Frédéric fue juzgado por un tribunal tradicional gacaca, instancia judicial instaurada en el 2001, y condenado a una pena reducida tras haber admitido su culpabilidad y haberse disculpado.

Al igual que Cécile volvió a vivir a Mbyo convertido en “aldea de la reconciliación”, de acuerdo con una ONG cristiana.

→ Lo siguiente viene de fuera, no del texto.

PR #471, opened 2023-03-09
feat(cine): added support for 4D volumes

lscoder:
Changed CINE to make it possible to play 4D volumes. A new options `dynamicCineEnabled` was added to `PlayClipOptions` which allow us to play CINE on 4D volumes in two different ways: position or time. That variable is always set to `true` for the example I added (`dynamicCINETool`) to make it simple.


packages/core/src/utilities/getVolumeSliceRangeInfo.ts
```diff
@@ -0,0 +1,43 @@
+import { Types, utilities as csUtils } from '@cornerstonejs/core';
+import { ActorSliceRange } from '../types';
+
+function getVolumeSliceRangeInfo(
+  viewport: Types.IVolumeViewport,
+  volumeId: string
+): {
```
sedghi, line 7: add docs please

packages/core/src/utilities/getVolumeViewportScrollInfo.ts
```diff
@@ -0,0 +1,23 @@
+import { Types, utilities as csUtils } from '@cornerstonejs/core';
+
+function getVolumeViewportScrollInfo(
```
sedghi, line 3: docs

packages/tools/examples/CINETool/index.ts
```diff
@@ -147,31 +212,97 @@ async function run() {
...
+    const { viewportId, type } = viewportInput;
+
+    if (type === ViewportType.STACK) {
+      const viewport = <Types.IStackViewport>(
+        renderingEngine.getViewport(viewportId)
+      );
+      viewport.setStack(imageIds);
+      viewport.render();
+    } else if (type === ViewportType.ORTHOGRAPHIC) {
+      setVolumesForViewports(renderingEngine, [{ volumeId }], [viewportId]);
```
sedghi, line 297: we only need to setVolumesForVIewports once, you don't need to do it 3 times, since it is [viewportIds]

packages/tools/examples/dynamicCINETool/index.ts
```diff
@@ -0,0 +1,479 @@
...
+  });
+
+  return container;
+}
+
+function initLayout() {
+  const content = document.getElementById('content');
+  const stagesContainer = document.createElement('div');
+  const firstStageContainer = createFirstStageLayout();
+  const secondStageContainer = createSecondStageLayout();
```
sedghi, line 189: this file has 70% UI setup, can we refactor the createFirst/Seconf functions outside maybe?

packages/tools/src/utilities/cine/playClip.ts
```diff
@@ -37,20 +45,23 @@ function playClip(
     );
   }
 
-  const { viewport } = enabledElement;
+  // 4D Cine is enabled by default
+  playClipOptions.dynamicCineEnabled =
+    playClipOptions.dynamicCineEnabled ?? true;
```
sedghi, line 50: it should be default false, 4D cine is maybe 5% of use cases, even less

packages/tools/src/utilities/cine/playClip.ts
```diff
@@ -262,4 +296,143 @@ function _stopClipWithData(playClipData) {
...
+    },
+    get frameTimeVectorEnabled(): boolean {
+      // It is always in acquired orientation
+      return true;
+    },
+    scroll(delta: number): void {
+      scroll(viewport, { delta, debounceLoading: debounced });
+    },
+  };
+}
```
sedghi, line 330: I like these contexts a lot, great job

packages/tools/src/utilities/cine/playClip.ts
```diff
@@ -262,4 +296,143 @@ function _stopClipWithData(playClipData) {
...
+    },
+    get currentStepIndex(): number {
+      return volume.timePointIndex;
+    },
+    get frameTimeVectorEnabled(): boolean {
+      // Looping throught time does not uses frameTimeVector
+      return false;
+    },
+    scroll(delta: number): void {
+      volume.timePointIndex += delta;
```
sedghi, line 410: maybe put a comment that this is a setter.

packages/tools/src/utilities/cine/playClip.ts
```diff
@@ -262,4 +296,143 @@ function _stopClipWithData(playClipData) {
...
+}
+
+function _createVolumeViewportCinePlayContext(
+  viewport: VolumeViewport,
+  volume: Types.IImageVolume
+): CINETypes.CinePlayContext {
+  const actorEntry = viewport.getDefaultActor();
+
+  if (!actorEntry) {
+    console.warn('No actor found');
```
sedghi, line 339: shouldn't it return or something?

packages/tools/src/utilities/cine/playClip.ts
```diff
@@ -262,4 +296,143 @@ function _stopClipWithData(playClipData) {
...
+      cachedScrollInfo.viewPlaneNormal = camera.viewPlaneNormal;
+      cachedScrollInfo.scrollInfo = scrollInfo;
+    }
+
+    return cachedScrollInfo.scrollInfo;
+  };
+
+  return {
+    get numScrollSteps(): number {
+      return getScrollInfo().numScrollSteps;
```
sedghi, line 372: should we call `getScrollInfo` couple of times here and below? or we can just call that it once and re-use it ?

sedghi (commented):
One of the greatest PR I've seen recently in terms of quality and clarity. Great job indeed

packages/tools/src/utilities/cine/playClip.ts
lscoder: if `dynamicCineEnabled` but it is a 3D volume nothing will change. It will work as before. But if it is a 4D volume it will always scroll through time.

packages/tools/src/utilities/cine/playClip.ts
lscoder: `numScrollSteps` and `currentStepIndex` are accessed on every frame. I thought about creating a method to return both and reduce the number of calls to `getScrollInfo` but after caching the data that solved the problem because the only thing it does is compare the `viewPlanesNormal`s which are a very cheap operation. If you want I can change but that will not make any different in terms of performance (nanoseconds range).

packages/tools/src/utilities/cine/playClip.ts
lscoder: Done

packages/tools/src/utilities/cine/playClip.ts
lscoder: Changed it to return `undefined`. Is there a way to have an `enabledElement` with no volume/stack?

packages/core/src/utilities/getVolumeViewportScrollInfo.ts
lscoder: Updated

packages/tools/src/utilities/cine/playClip.ts
lscoder: Thank you!

packages/tools/examples/dynamicCINETool/index.ts
lscoder: Updated

packages/core/src/utilities/getVolumeSliceRangeInfo.ts
lscoder: Done

sedghi (approved):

Perdón y vida. Esa organización ayuda a víctimas y verdugos a reconstruir sus viviendas a cambio del perdón y de la participación en actividades comunes con el objetivo de alentar la cohabitación y favorecer la reconciliación, para nada evidentes.

“Antes de pedir perdón mi corazón no estaba en paz. A veces veía las caras de los que maté. Ahora no las veo más”, confiesa Frédéric.

En las aldeas de Ruanda , las víctimas conviven a menudo obligadas con los que masacraron a sus familias hace 20 años.

“Los tribunales gacaca hicieron mucho por la justicia y para juzgar a los asesinos, pero también necesitamos que haya reconciliación”, expresa Dieudonné Gahizi-Ganza, fundador de Best Hope Rwanda , una ONG que aconseja a las víctimas de violaciones y a los hijos de las víctimas y de los asesinos.

Jean-Baptiste Habyarimana, secretario ejecutivo de la comisión nacional para la Unidad y la Reconciliación de Ruanda , recuerda que “después del genocidio había más de 300.000 huérfanos y 50.000 viudas. Para ellos, no es fácil superar la situación”.

Vestine Mukandahiro, quien vive en un suburbio de Kigali, tuvo que reconciliarse con su propia hija, nacida de una violación durante el genocidio.

Ella tenía 13 años cuando en 1994 casi la totalidad de su familia fue asesinada a machetazos. Había logrado escaparse, pero fue alcanzada por los asesinos, quienes la ultrajaron.

“Después de su nacimiento pensaba que no iba a poder vivir con mi propia hija porque cada vez que miraba su rostro pensaba en la violación”, cuenta Vestine.

En su aldea la tratan como a “una prostituta” por haber aportado un “hijo de la desgracia” a la comunidad, dice.

Veinte años después, Ruanda continúa el difícil trabajo de reconciliación a pesar de las matanzas, cuyo recuerdo impregna a toda la sociedad ruandesa y que ha sido reavivado por la proximidad de las conmemoración del genocidio.

Las palabras hutu y tutsi han sido suprimidas de todos los documentos oficiales, pero siguen presente en el espíritu de la gente.

La generación posgenocidio, que no ha sabido nada de las matanzas, también debe enfrentar el traumatismo colectivo.

“Nuestra generación debe hacer un gran esfuerzo para estar segura que lo que sucedió jamás va a volver a ocurrir”, manifiesta Yvette, 19 años, que participa en el Club Nunca Más, donde los de su generación conversan sobre el genocidio.